* TASK DESCRIPTION
Where does the word "beta" show up in the data? Please find each such line and copy it.

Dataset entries
PR #335, opened 2024-04-25
Intel Habanalabs bootc image

kwozyman:
Add support for Intel Habana Labs, based off RHEL 9.2 drivers for now.

### DIFF
--- a/training/README.md
+++ b/training/README.md
@@ -5,10 +5,11 @@ In order to run accelerated AI workloads, we've prepared [bootc](https://github.
 
 # Makefile targets
 
-| Target     | Description                                   |
-|------------|-----------------------------------------------|
-| amd        | Create bootable container for AMD platform    |
-| nvidia     | Create bootable container for NVidia platform |
+| Target      | Description                                             |
+|-------------|---------------------------------------------------------|
+| amd         | Create bootable container for AMD platform              |
+| nvidia      | Create bootable container for NVidia platform           |
+| intel       | Create bootable container for Intel Habanalabs platform |
 
 # Makefile variables
 
@@ -24,5 +25,5 @@ In order to run accelerated AI workloads, we've prepared [bootc](https://github.
 # Examples
 
 ```
-make amd FROM=registry.redhat.io/rhel9-beta/rhel-bootc:9.4
+make nvidia FROM=registry.redhat.io/rhel9-beta/rhel-bootc:9.4
 ```
--- a/training/Makefile
+++ b/training/Makefile
@@ -4,9 +4,12 @@ help:
 	@echo "Please choose one of the following targets:"
 	@echo "  - amd"
 	@echo "  - nvidia"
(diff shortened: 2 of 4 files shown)


training/README.md
```diff
@@ -5,10 +5,11 @@ In order to run accelerated AI workloads, we've prepared [bootc](https://github.
...
 
-| Target     | Description                                   |
-|------------|-----------------------------------------------|
-| amd        | Create bootable container for AMD platform    |
-| nvidia     | Create bootable container for NVidia platform |
+| Target      | Description                                             |
+|-------------|---------------------------------------------------------|
+| amd         | Create bootable container for AMD platform              |
+| nvidia      | Create bootable container for NVidia platform           |
+| intel-gaudi | Create bootable container for Intel Habanalabs platform |
```
rhatdan: Do you think there will be other intel-nogaudi repos?  I would prefer to stick with just intel.

training/intel-gaudi/Makefile
```diff
@@ -0,0 +1,22 @@
+FROM ?= 
+
+REGISTRY ?= quay.io
+REGISTRY_ORG ?= ai-lab
+IMAGE_NAME ?= intel-gaudi
```
rhatdan: intel-gaudi-bootc
or 
intel-bootc

training/README.md
kwozyman: I'm not sure about the branding to be honest. I know there are some consumer Intel GPUs, but I don't know if those will ever be used for AI or not

training/intel-gaudi/Makefile
kwozyman: I'll say `intel-gaudi-bootc`, just based off my previous comment ^^

training/README.md
rhatdan: I think the same could be said for nvidia and amd GPUs.  I think we should stick to intel, and then if we add some other intel gpus that we want to support but have to do it with other images, then we add intel-OTHERGPU.  With a strong preference for not doing this, and having Intel support all of their GPUs from a RHEL perspective.

kwozyman: Makes sense to me. Should I also rename the directory to just `intel`?

rhatdan: Yes

kwozyman: Done

rhatdan:
LGTM

training/README.md
airlied: intel will have a oneapi variant which is unrelated to this stack, it won't make sense to make a container with both gaudi and oneAPI supported devices (like discrete GPUs).

airlied:
Does this leave out installing the synapseAI stack on purpose? seems like it should at least be mentioned (even if commented out).

rhatdan:
I think we want a default, and over time we will add more variants although I would prefer if we could differentiate at runtime rather then having lots of images.

PR #340, opened 2024-04-25
Add -bootc identifier to training images

rhatdan:
Also set default image in Containerfile and do not set it in Makefile.


Gregory-Pereira (approved):
/lgtm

* RESULT
-make amd FROM=registry.redhat.io/rhel9-beta/rhel-bootc:9.4
+make nvidia FROM=registry.redhat.io/rhel9-beta/rhel-bootc:9.4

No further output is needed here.